I have some more questions about these smart cards (e.g. it sounds like unique public/private key pairs would be generated on each card which might not help with the master key style scenario HSMs are good for). I'm going to be looking into this for sure.
One more thing. I'm assuming FIPS 201-2 Level 3 cards have not been hacked (there were several smartcard hacks a few year ago e.g. http://www.securitytube.net/video/945
But the software running onboard is, well, just software. It's common for applets to want a PIN before performing signing or decryption operations, and to lock out further attempts after N bad PIN entries. Yubikeys were vulnerable for a while to a logical flaw in the applet that let you trick it into signing without the PIN. Presumably applets can have buffer overflows and logical flaws just like everyone else; it's not inconceivable that you could get remote code execution inside the smart card by talking to it the right way. If implemented correctly, you still shouldn't be able to get the key this way, but you can use it. Also, while there exist readers with onboard PIN keypads, most people type their pins into desktop software that you could phish or keystroke log with remote code execution on the client PC, then have remote use of the card as long as it's connected to a compromised machine.

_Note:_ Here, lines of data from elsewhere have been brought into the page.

PR #870, opened 2024-10-27
TV playback controls: add fast seeking and enable track selection without pausing

voodoos:
Hi @jarnedemeulemeester thanks a lot for your work ! I am using the Android TV version of Findroid because the playback is much more robust than the official one. But I found the controls to be a bit finicky... here is a proposition to improve them a bit, adding the possibility of fast seeking and track switching without pause. I hope this is of interest to you ! It is my first time using Compose so I would be happy to receive feedback and improve my code.

This PR proposes an addition to the current playback controls to allow seeking and changing tracks without pausing the playback. 

The current controls are especially tedious to use for seeking:

1. First press the <kbd>Enter</kbd> key to pause to show the controls. This also pauses the playback.
2. Navigate to the seeker (right then bottom).
3. Activate seeking by pressing <kbd>Enter</kbd>.
4. Seek by pressing multiple times <kbd>Right</kbd>  or <kbd>Left</kbd>.
5. Validate by pressing <kbd>Enter</kbd>.
7. Press <kbd>Enter</kbd> to resume the playback.

This PR adds two new behaviors:

1. Fast-seeking by pressing <kbd>Right</kbd> or <kbd>Left</kbd>  keys during playback while the controls are not shown.
2. During, playback, pressing the <kbd>Up</kbd>  shows the controls _without pausing the playback_ which allows changing the audio or subtitle tracks without pausing. 

However, I had to inhibit several current behaviors to achieve that:
- When seeking, the player state briefly switches to `paused`  while buffering. But this is not a pause to which the UI should react. In commit dc1aac3d6733b01b9407cc63a470fedd43b2a3dc I make UI pause-state independent from the player's own state so that we can have finer behaviors.
- The `Box` containing the video surface has custom bindings for the D-pad keys: on <kbd>Enter</kbd> it pauses playback and shows the controls. These actions were still performed while the controls were shown (without a negative impact). In commit a8461c1914b383669f9124cf5dab2a99a42cbfc5 I restrict these actions to trigger only if the player box is in focus. This prevent fast-seek on <kbd>Right</kbd> and <kbd>Left</kbd> to trigger while navigating in the controls.
-  Opening a track selection dialog pauses the player's activity which used to pause the playback. In c30bc52e447b1c229c7f92c7a8422f109d9dd898 I disable that behavior to allow track switching without pausing.

### DIFF
--- a/app/tv/src/main/java/dev/jdtech/jellyfin/ui/PlayerScreen.kt
+++ b/app/tv/src/main/java/dev/jdtech/jellyfin/ui/PlayerScreen.kt
@@ -260,8 +260,6 @@ fun VideoPlayerControls(
             ) {
                 VideoPlayerMediaButton(
                     icon = painterResource(id = R.drawable.ic_speaker),
-                    state = state,
-                    isPlaying = isPlaying,
                     onClick = {
                         val tracks = getTracks(player, C.TRACK_TYPE_AUDIO)
                         navigator.navigate(VideoPlayerTrackSelectorDialogDestination(C.TRACK_TYPE_AUDIO, tracks))
@@ -269,8 +267,6 @@ fun VideoPlayerControls(
                 )
                 VideoPlayerMediaButton(
                     icon = painterResource(id = R.drawable.ic_closed_caption),
-                    state = state,
-                    isPlaying = isPlaying,
                     onClick = {
                         val tracks = getTracks(player, C.TRACK_TYPE_TEXT)
                         navigator.navigate(VideoPlayerTrackSelectorDialogDestination(C.TRACK_TYPE_TEXT, tracks))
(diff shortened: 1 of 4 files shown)


voodoos:
I see that linting fails to to some style issues (and missing imports). Is there anyway for me to configure my Android Studio to enforce these styles ?

jarnedemeulemeester:
> I see that linting fails due to some style issues (and missing imports). Is there anyway for me to configure my Android Studio to enforce these styles ?

I don't know of a way to show the linting errors in Android Studio. However you can run `./gradlew ktlintFormat` to check and lint your code

jarnedemeulemeester:
I like the changes to open up the controls without pausing the playback.
But I am not sure if coupling `isPlaying` to the user interaction is a good idea. What if the playback get's pause by the mediasession from for example a phone or something?

voodoos:
> But I am not sure if coupling `isPlaying` to the user interaction is a good idea. What if the playback get's pause by the mediasession from for example a phone or something?

I think you're right, it's not completely satisfying right now, and I noticed some strange behavior sometimes when sending some inputs right after starting the videos that might be linked to that. I will try to rework it in the following weeks. I do think we need to have some kind of fast seeking that doesn't have to show the controls however, not sure how that can be achieved...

There's also generally a layer (or two) of administrative PIN/PUK codes so organizational administrators can reset forgotten user PINs. This is sort of a problem for the military when people in remote postings lock themselves out of their computers are there are no sufficiently privileged IT guys around. Some organizations can do this remotely, which is (probably) cryptographically secure but vulnerable to social engineering if you can steal a card and convince remote support to give you a PIN reset code. There's also another code that's necessary to replace applets. All of these are presumably vulnerable to being left at their factory defaults, being leaked by a careless administrator, etc. and not easy to rotate if compromised.
HID iClass (smart card-ish proximity physical access control) credentials are supposed to be impossible to clone without a cryptographic key, for example, except the same key is embedded in every HID reader. You can rip one off a wall, JTAG it, get the key, and sign arbitrary cards for any building that hasn't bothered to generate a facility-specific key (and almost no one has).
In a stored value card application, you probably can't get inside the card and flip a bit to give yourself $1,000,000. But there's a much better chance you can figure out the protocol spoken by vending machines and impersonate one. Security through obscurity is common here, and if cryptography is used the private keys in the vending machines may well be sitting in RAM in Windows XP on a subway platform, or crypto primitives may have been chosen incorrectly, or keys may be available by social-engineering the manufacturer.
Smart cards aren't a panacea. As some CIO-focused trade press mentions, most real-world breaches don't involve stealing authentication credentials. Having super-secret SSH keys doesn't help you if I can get a shell through PHP. But it is a hell of a lot easier for an attacker to get your SSH private key from ~/.ssh/id_rsa than from your smart card - at worst the smart card would let him use it.
BTW, you can generate the keypair on a computer (preferably an air-gapped one) and load it onto a smart card. This would let you have backups. But most applications are for authentication; there is no need to have a backup because administrators can simply associate a new card with the account. Server-side HSMs have different properties.'
(I am not a security expert, just taken an interest in this recently.)